[Material provided — start]

PR #447, opened 2026-05-08
pelt scheduler: add new tests to validate pelt

vnarapar:
This PR adds new testcases to validate PELT scheduler
- This validates configs, decay, load tracking, schedutil and different tunables

### DIFF
--- a/Runner/suites/Kernel/Scheduler/PELT_config/PELT_config.yaml
+++ b/Runner/suites/Kernel/Scheduler/PELT_config/PELT_config.yaml
@@ -1,0 +1,23 @@
+metadata:
+  name: pelt-config
+  format: "Lava-Test Test Definition 1.0"
+  description: "Validates kernel configuration required for PELT (Per-Entity Load Tracking) scheduler"
+  maintainer:
+    - vnarapar@qti.qualcomm.com
+  os:
+    - linux
+  scope:
+    - functional
+  devices:
+    - rb3gen2
+    - qcs6490
+    - qcs8300
+    - qcs9100
+    - sa8775p
+
+run:
+  steps:
+    - REPO_PATH=$PWD
+    - cd "$REPO_PATH/Runner/suites/Kernel/Scheduler/PELT_config"
+    - ./run.sh
+    - $REPO_PATH/Runner/utils/send-to-lava.sh PELT_config.res
--- a/Runner/suites/Kernel/Scheduler/PELT_config/run.sh
+++ b/Runner/suites/Kernel/Scheduler/PELT_config/run.sh
@@ -1,0 +1,85 @@
+#!/bin/sh
+
+# Copyright (c) Qualcomm Technologies, Inc. and/or its subsidiaries.
+# SPDX-License-Identifier: BSD-3-Clause
+
+# Robustly find and source init_env
+SCRIPT_DIR="$(cd "$(dirname "$0")" && pwd)"
+INIT_ENV=""
+SEARCH="$SCRIPT_DIR"
+while [ "$SEARCH" != "/" ]; do
+    if [ -f "$SEARCH/init_env" ]; then
+        INIT_ENV="$SEARCH/init_env"
+        break
+    fi
+    SEARCH=$(dirname "$SEARCH")
+done
+
+if [ -z "$INIT_ENV" ]; then
+    echo "[ERROR] Could not find init_env (starting at $SCRIPT_DIR)" >&2
+    exit 1
+fi
+
+if [ -z "${__INIT_ENV_LOADED:-}" ]; then
+    # shellcheck disable=SC1090
+    . "$INIT_ENV"
+fi
+
+# shellcheck disable=SC1090,SC1091
+. "$TOOLS/functestlib.sh"
+
+TESTNAME="PELT_config"
+test_path=$(find_test_case_by_name "$TESTNAME")
+cd "$test_path" || exit 1
+res_file="./$TESTNAME.res"
+
+log_info "================================================================================"
+log_info "============ Starting $TESTNAME Testcase ======================================="
+log_info "================================================================================"
+log_info "Validates kernel configuration required for PELT (Per-Entity Load Tracking)"
+
+if ! check_dependencies zgrep; then
+    log_skip "$TESTNAME SKIP - missing required zgrep utility"
+    echo "$TESTNAME SKIP" > "$res_file"
+    exit 0
+fi
+
+pass="true"
+
+log_info "=== Core PELT / CFS Kernel Configs ==="
+
+if [ ! -f /proc/config.gz ]; then
+    log_warn "/proc/config.gz not found  -  kernel config checks will be skipped"
+    log_warn "Ensure CONFIG_IKCONFIG and CONFIG_IKCONFIG_PROC are enabled in the kernel"
+	echo "$TESTNAME SKIP" > "$res_file"
+	exit 0
+else
+    CORE_CONFIGS="CONFIG_SMP"
+
+    if ! check_kernel_config "$CORE_CONFIGS"; then
+        log_fail "Core Scheduler kernel config validation failed"
+        pass=false
+    else
+        log_pass "Core Scheduler configs available"
+    fi
+
+    OPTIONAL_CONFIGS="CONFIG_SCHED_DEBUG CONFIG_CFS_BANDWIDTH CONFIG_NO_HZ_COMMON CONFIG_SCHED_AUTOGROUP CONFIG_CGROUP_SCHED CONFIG_CPU_FREQ_GOV_SCHEDUTIL CONFIG_FAIR_GROUP_SCHED"
+
+    if ! check_optional_config "$OPTIONAL_CONFIGS"; then
+        log_info "Optional Scheduler kernel configs are not available"
+    else
+        log_pass "Optional Scheduler configs available"
+    fi
+
+fi
+
+if [ "$pass" = "true" ]; then
+    log_pass "$TESTNAME : Test Passed"
+    echo "$TESTNAME PASS" > "$res_file"
+else
+    log_fail "$TESTNAME : Test Failed"
+    echo "$TESTNAME FAIL" > "$res_file"
+fi
+
+log_info "-------------------Completed $TESTNAME Testcase----------------------------"
+exit 0
--- a/Runner/suites/Kernel/Scheduler/PELT_load_tracking/run.sh
+++ b/Runner/suites/Kernel/Scheduler/PELT_load_tracking/run.sh
@@ -1,0 +1,181 @@
+#!/bin/sh
+
+# Copyright (c) Qualcomm Technologies, Inc. and/or its subsidiaries.
+# SPDX-License-Identifier: BSD-3-Clause
+
+# Robustly find and source init_env
+SCRIPT_DIR="$(cd "$(dirname "$0")" && pwd)"
+INIT_ENV=""
+SEARCH="$SCRIPT_DIR"
+while [ "$SEARCH" != "/" ]; do
+    if [ -f "$SEARCH/init_env" ]; then
+        INIT_ENV="$SEARCH/init_env"
+        break
+    fi
+    SEARCH=$(dirname "$SEARCH")
+done
+
+if [ -z "$INIT_ENV" ]; then
+    echo "[ERROR] Could not find init_env (starting at $SCRIPT_DIR)" >&2
+    exit 1
+fi
+
+if [ -z "${__INIT_ENV_LOADED:-}" ]; then
+    # shellcheck disable=SC1090
+    . "$INIT_ENV"
+fi
+
+# shellcheck disable=SC1090,SC1091
+. "$TOOLS/functestlib.sh"
+
+TESTNAME="PELT_load_tracking"
+test_path=$(find_test_case_by_name "$TESTNAME")
+cd "$test_path" || exit 1
+res_file="./$TESTNAME.res"
+
+# Kill any background load task on exit
+LOAD_PID=""
+# shellcheck disable=SC2317
+cleanup() {
+    if [ -n "$LOAD_PID" ]; then
+        kill "$LOAD_PID" 2>/dev/null || true
+        LOAD_PID=""
+    fi
+}
+trap cleanup EXIT INT TERM
+
+log_info "================================================================================"
+log_info "============ Starting $TESTNAME Testcase ======================================="
+log_info "================================================================================"
+log_info "Functional validation: PELT tracks CPU utilization under real scheduler load"
+
+if ! check_dependencies grep awk cat; then
+    echo "$TESTNAME SKIP" > "$res_file"
+    exit 0
+fi
+
+pass="true"
+
+# ---------------------------------------------------------------------------
+# Prerequisite: /proc/schedstat must be present
+# ---------------------------------------------------------------------------
+if [ ! -f /proc/schedstat ]; then
+    log_fail "/proc/schedstat not found  -  cannot perform PELT load tracking test"
+    log_warn "Enable CONFIG_SCHEDSTATS in the kernel"
+    echo "$TESTNAME FAIL" > "$res_file"
+    exit 0
+fi
+
+# Helper: sum rq_cpu_time (field 8) across all CPU lines  -  total ns on-CPU
+get_total_rq_cpu_time() {
+    awk '/^cpu[0-9]/ {sum += $8} END {print sum+0}' /proc/schedstat
+}
+
+# Helper: sum run_delay (field 9)  -  total ns waiting in runqueue
+get_total_run_delay() {
+    awk '/^cpu[0-9]/ {sum += $9} END {print sum+0}' /proc/schedstat
+}
+
+# Helper: sum pcount (field 10)  -  total scheduling events
+get_total_pcount() {
+    awk '/^cpu[0-9]/ {sum += $10} END {print sum+0}' /proc/schedstat
+}
+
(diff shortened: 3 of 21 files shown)


smuppand:
@vnarapar please fix the workflow issues

smuppand (changes requested):
Since there are multiple files in the PR, I am providing a consolidated review.
 
1. CI is failing for executable permissions and Shell Lint.
2. All [run.sh](http://run.sh/) files use `[ -z "$__INIT_ENV_LOADED" ]`; please switch to `${__INIT_ENV_LOADED:-}`.
3. All [run.sh](http://run.sh/) files call check_dependencies but do not check the return value.
4. PELT_decay Method 1 reads `/proc/self/sched` through grep, so it reads the grep process sched data instead of the shell workload. Please read `/proc/$$/sched` instead.
5. PELT_sched_debug checks only whether `/sys/kernel/debug` exists, not whether debugfs is mounted. Please validate debugfs via `/proc/mounts`.
6. PELT_schedutil uses `-ge` for “frequency increased”, making the equal-frequency warning path unreachable. Use `-gt` for increase and handle equality separately.
7. Several scripts write .res and then exit 1. Please exit 0 after writing test FAIL/SKIP results so LAVA can publish the result cleanly.
8. PELT_config still has copy-paste “DMA-BUF” log messages.
9. Some tunables/sysfs entries are kernel-version/config dependent and should not be hard failures unless explicitly documented.
10. YAMLs currently mask cd/run/send-to-lava failures with `|| true`. Please remove unnecessary masking once [run.sh](http://run.sh/) result handling is fixed.
 
After these fixes and runtime evidence on at least one target, this can be reviewed again.

vnarapar:
Hi @smuppand , thanks fixed the issues. Have a query wrt Iusse#2. I see that most scripts are using **[ -z "$__INIT_ENV_LOADED" ];,** any reason to move to **${__INIT_ENV_LOADED:-}.**
Will share the runtime status once done.

smuppand:
> Hi @smuppand , thanks fixed the issues. Have a query wrt Iusse#2. I see that most scripts are using **[ -z "$__INIT_ENV_LOADED" ];,** any reason to move to **${__INIT_ENV_LOADED:-}.** Will share the runtime status once done.

because ${var:-} is safe when the variable is unset.

In the current script, the code directly expands "$__INIT_ENV_LOADED" before sourcing init_env. 

Why it matters

In normal /bin/sh without set -u, both may work.

But if the script is run by a stricter wrapper, CI harness, or future common runner with:

set -u

then this line can fail:

"$__INIT_ENV_LOADED"

because the variable may not exist yet.

You can get an error like:

__INIT_ENV_LOADED: parameter not set

Using this form avoids that:

"${__INIT_ENV_LOADED:-}"

It means:

Use $__INIT_ENV_LOADED if it is set; otherwise use empty string.

So the test becomes safe even when the variable is unset.

Why we use it in repo scripts

This pattern is already safer and more portable:

if [ -z "${__INIT_ENV_LOADED:-}" ]; then
    . "$INIT_ENV"
fi

It avoids:

Runner/suites/Kernel/Scheduler/PELT_config/run.sh
```diff
@@ -0,0 +1,84 @@
...
+test_path=$(find_test_case_by_name "$TESTNAME")
+cd "$test_path" || exit 1
+res_file="./$TESTNAME.res"
+
+log_info "================================================================================"
+log_info "============ Starting $TESTNAME Testcase ======================================="
+log_info "================================================================================"
+log_info "Validates kernel configuration required for PELT (Per-Entity Load Tracking)"
+
+if ! check_dependencies grep; then
```
smuppand: uses zgrep but dependency check only checks grep. Also better to log_skip with proper message to console for better debugging.

Runner/suites/Kernel/Scheduler/PELT_config/run.sh
```diff
@@ -0,0 +1,84 @@
...
+        pass=false
+    else
+        log_pass "Core Scheduler configs available"
+    fi
+
+    OPTIONAL_CONFIGS="CONFIG_SCHED_DEBUG CONFIG_CFS_BANDWIDTH CONFIG_NO_HZ_COMMON CONFIG_SCHED_AUTOGROUP CONFIG_CGROUP_SCHED CONFIG_CPU_FREQ_GOV_SCHEDUTIL"
+
+    log_info "Checking optional Scheduler configurations..."
+    for cfg in $OPTIONAL_CONFIGS; do
+        if zgrep -qE "^${cfg}=(y|m)" /proc/config.gz 2>/dev/null; then
```
smuppand: Please use check_optional_config function from functestlib.sh

Runner/suites/Kernel/Scheduler/PELT_config/run.sh
```diff
@@ -0,0 +1,84 @@
...
+
+pass="true"
+
+log_info "=== Core PELT / CFS Kernel Configs ==="
+
+if [ ! -f /proc/config.gz ]; then
+    log_warn "/proc/config.gz not found  -  kernel config checks will be skipped"
+    log_warn "Ensure CONFIG_IKCONFIG and CONFIG_IKCONFIG_PROC are enabled in the kernel"
+else
+    CORE_CONFIGS="CONFIG_FAIR_GROUP_SCHED CONFIG_SMP"
```
smuppand: Keep CONFIG_SMP required and move CONFIG_FAIR_GROUP_SCHED to optional unless the test is specifically validating group-scheduler PELT

Runner/suites/Kernel/Scheduler/PELT_sched_debug/run.sh
```diff
@@ -0,0 +1,194 @@
...
+pass="true"
+
+SCHED_DEBUG_DIR="/sys/kernel/debug/sched"
+
+# ---------------------------------------------------------------------------
+# Ensure debugfs is mounted; attempt to mount if root and not present
+# ---------------------------------------------------------------------------
+log_info "=== debugfs Mount Check ==="
+
+if ! grep -q "debugfs" /proc/mounts 2>/dev/null; then
```
smuppand: This only checks whether any debugfs mount exists, not whether debugfs is mounted at /sys/kernel/debug.
If debugfs is mounted somewhere else, the script may continue and then fail on /sys/kernel/debug/sched.

Runner/suites/Kernel/Scheduler/PELT_sched_debug/run.sh
```diff
@@ -0,0 +1,194 @@
...
+test_path=$(find_test_case_by_name "$TESTNAME")
+cd "$test_path" || exit 1
+res_file="./$TESTNAME.res"
+
+log_info "================================================================================"
+log_info "============ Starting $TESTNAME Testcase ======================================="
+log_info "================================================================================"
+log_info "Validates the scheduler debugfs interface used to inspect PELT state"
+
+if ! check_dependencies grep awk cat; then
```
smuppand: include id, mount, basename

Runner/suites/Kernel/Scheduler/PELT_tunables/run.sh
```diff
@@ -0,0 +1,185 @@
...
+        fi
+    else
+        log_fail "  $tunable not found at $path"
+        pass="false"
+    fi
+done
+
+# Validate ordering: latency >= min_granularity (CFS invariant)
+lat_path="$SYSCTL_DIR/sched_latency_ns"
+gran_path="$SYSCTL_DIR/sched_min_granularity_ns"
```
smuppand, line 73: Current script still fails if these are missing:
```
sched_min_granularity_ns
sched_latency_ns
sched_wakeup_granularity_ns
```
[run.sh](http://run.sh/)
These sysctls can be kernel-version/config dependent. The test can fail a valid target just because those tunables are not exposed.
Recommended fix: Either document these as mandatory for this test, or make missing tunables warning-only:

```log_warn "  $tunable not found at $path (kernel/config dependent)"```

Do not set pass="false" for absence unless this test is explicitly enforcing those knobs

**Review by smuppand — CHANGES_REQUESTED** [review]

**Comment by smuppand** [comment]
@vnarapar, please rebase and apply the small fixes mentioned above.

File: Runner/suites/Kernel/Scheduler/PELT_config/run.sh (hunk 3 above)
Comment (vnarapar) [reply Runner/suites/Kernel/Scheduler/PELT_config/run.sh]: Updated

File: Runner/suites/Kernel/Scheduler/PELT_config/run.sh (hunk 2 above)
Comment (vnarapar) [reply Runner/suites/Kernel/Scheduler/PELT_config/run.sh]: Updated

File: Runner/suites/Kernel/Scheduler/PELT_config/run.sh (hunk 1 above)
Comment (vnarapar) [reply Runner/suites/Kernel/Scheduler/PELT_config/run.sh]: Updated

File: Runner/suites/Kernel/Scheduler/PELT_sched_debug/run.sh (hunk 5 above)
Comment (vnarapar) [reply Runner/suites/Kernel/Scheduler/PELT_sched_debug/run.sh]: Updated

File: Runner/suites/Kernel/Scheduler/PELT_tunables/run.sh (hunk 6 above)
Comment (vnarapar) [reply Runner/suites/Kernel/Scheduler/PELT_tunables/run.sh:73]: Updated tunables to warn

File: Runner/suites/Kernel/Scheduler/PELT_sched_debug/run.sh (hunk 4 above)
Comment (vnarapar) [reply Runner/suites/Kernel/Scheduler/PELT_sched_debug/run.sh]: Updated

File: Runner/suites/Kernel/Scheduler/PELT_config/run.sh [hunk 7]
```diff
@@ -0,0 +1,83 @@
...
+    echo "$TESTNAME SKIP" > "$res_file"
+    exit 0
+fi
+
+pass="true"
+
+log_info "=== Core PELT / CFS Kernel Configs ==="
+
+if [ ! -f /proc/config.gz ]; then
+    log_warn "/proc/config.gz not found  -  kernel config checks will be skipped"
```
smuppand, line 52: If /proc/config.gz is missing, the script only logs warnings and continues. Since pass="true" remains unchanged, the test later reports PASS. A target without /proc/config.gz can falsely pass PELT_config. The README says this condition should be SKIP.

Runner/suites/Kernel/Scheduler/PELT_sched_debug/run.sh
```diff
@@ -0,0 +1,194 @@
...
+test_path=$(find_test_case_by_name "$TESTNAME")
+cd "$test_path" || exit 1
+res_file="./$TESTNAME.res"
+
+log_info "================================================================================"
+log_info "============ Starting $TESTNAME Testcase ======================================="
+log_info "================================================================================"
+log_info "Validates the scheduler debugfs interface used to inspect PELT state"
+
+if ! check_dependencies grep awk cat id, mount, basename; then
```
smuppand: this test can incorrectly SKIP even when id and mount are installed. Please remove `,` separation.

Runner/suites/Kernel/Scheduler/PELT_sched_debug/README.md
```diff
@@ -0,0 +1,46 @@
...
+
+```sh
+./run.sh
+```
+
+## Dependencies
+
+- `CONFIG_SCHED_DEBUG` kernel config
+- debugfs mounted at `/sys/kernel/debug`
+- `grep`, `awk`, `cat`
```
smuppand: The documentation does not match runtime requirements

Runner/suites/Kernel/Scheduler/PELT_config/run.sh
```diff
@@ -0,0 +1,83 @@
...
+    else
+        log_pass "Core Scheduler configs available"
+    fi
+
+    OPTIONAL_CONFIGS="CONFIG_SCHED_DEBUG CONFIG_CFS_BANDWIDTH CONFIG_NO_HZ_COMMON CONFIG_SCHED_AUTOGROUP CONFIG_CGROUP_SCHED CONFIG_CPU_FREQ_GOV_SCHEDUTIL CONFIG_FAIR_GROUP_SCHED"
+
+    if ! check_optional_config "$OPTIONAL_CONFIGS"; then
+        log_info "Optional Scheduler kernel config validation failed"
+    else
+        log_pass "Optional Scheduler configs available"
```
smuppand, line 71: These configs are optional. Logging "validation failed" is misleading when missing optional configs are warning-only. So remove the else block.

Runner/suites/Kernel/Scheduler/PELT_config/PELT_config.yaml
```diff
@@ -0,0 +1,23 @@
...
+    - rb3gen2
+    - qcs6490
+    - qcs8300
+    - qcs9100
+    - sa8775p
+
+run:
+  steps:
+    - REPO_PATH=$PWD
+    - cd "$REPO_PATH/Runner/suites/Kernel/Scheduler/PELT_config"  || true
```
smuppand: cd ... || true masks path errors.

smuppand (changes requested):

Runner/suites/Kernel/Scheduler/PELT_sched_debug/run.sh
vnarapar: Updated

Runner/suites/Kernel/Scheduler/PELT_sched_debug/README.md
vnarapar: Updated

Runner/suites/Kernel/Scheduler/PELT_config/PELT_config.yaml
vnarapar: Updated

Runner/suites/Kernel/Scheduler/PELT_config/run.sh
vnarapar: Updated as below
log_info "Optional Scheduler kernel configs are not available"

Runner/suites/Kernel/Scheduler/PELT_config/run.sh
vnarapar: Updated

Runner/suites/Kernel/Scheduler/PELT_load_tracking/run.sh
```diff
@@ -0,0 +1,181 @@
...
+    echo "$TESTNAME SKIP" > "$res_file"
+    exit 0
+fi
+
+pass="true"
+
+# ---------------------------------------------------------------------------
+# Prerequisite: /proc/schedstat must be present
+# ---------------------------------------------------------------------------
+if [ ! -f /proc/schedstat ]; then
```
smuppand, line 62: /proc/schedstat is not PELT evidence

Rename and scope this as a schedstat activity test, or validate a PELT-specific signal such as se.avg.util_avg for the workload task when the required debug capability is available.

Runner/suites/Kernel/Scheduler/PELT_schedstat/run.sh
```diff
@@ -0,0 +1,174 @@
...
+
+total_runtime=$(awk '/^cpu[0-9]/ {sum += $8} END {print sum+0}' /proc/schedstat)
+total_delay=$(awk '/^cpu[0-9]/ {sum += $9} END {print sum+0}' /proc/schedstat)
+total_pcount=$(awk '/^cpu[0-9]/ {sum += $10} END {print sum+0}' /proc/schedstat)
+
+log_info "  Total rq_cpu_time : ${total_runtime} ns"
+log_info "  Total run_delay   : ${total_delay} ns"
+log_info "  Total pcount      : ${total_pcount}"
+
+if [ "$total_runtime" -gt 0 ] 2>/dev/null; then
```
smuppand, line 118: false PELT pass criterion. Keep this as an informational schedstat check, or move it to a scheduler-statistics suite. Do not make it the functional pass criterion for PELT.

Runner/suites/Kernel/Scheduler/PELT_sched_debug/run.sh
```diff
@@ -0,0 +1,194 @@
...
+
+# ---------------------------------------------------------------------------
+# Ensure debugfs is mounted; attempt to mount if root and not present
+# ---------------------------------------------------------------------------
+log_info "=== debugfs Mount Check ==="
+
+if ! grep -qE "debugfs /sys/kernel/debug" /proc/mounts 2>/dev/null; then
+    if [ "$(id -u 2>/dev/null)" = "0" ]; then
+        log_info "debugfs not mounted  -  attempting to mount..."
+        if mount -t debugfs debugfs /sys/kernel/debug 2>/dev/null; then
```
smuppand, line 59: test-mounted debugfs is never restored. Record whether the test mounted debugfs and unmount it in an EXIT, INT, and TERM cleanup handler only when the test mounted it.

Runner/suites/Kernel/Scheduler/PELT_schedstat/PELT_schedstat.yaml
```diff
@@ -0,0 +1,23 @@
...
+    - rb3gen2
+    - qcs6490
+    - qcs8300
+    - qcs9100
+    - sa8775p
+
+run:
+  steps:
+    - REPO_PATH=$PWD
+    - cd "$REPO_PATH/Runner/suites/Kernel/Scheduler/PELT_schedstat"  || true
```
smuppand, line 21: masked directory failure. cd ... || true suppresses failure to enter the suite directory.

Remove || true and use the standard separate repo-path, cd, invocation, and result-upload steps.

[Material provided — finish]

=== Work task ===
Scan the entries for the string "field" and report only how many lines contain it.

=== Task output ===
3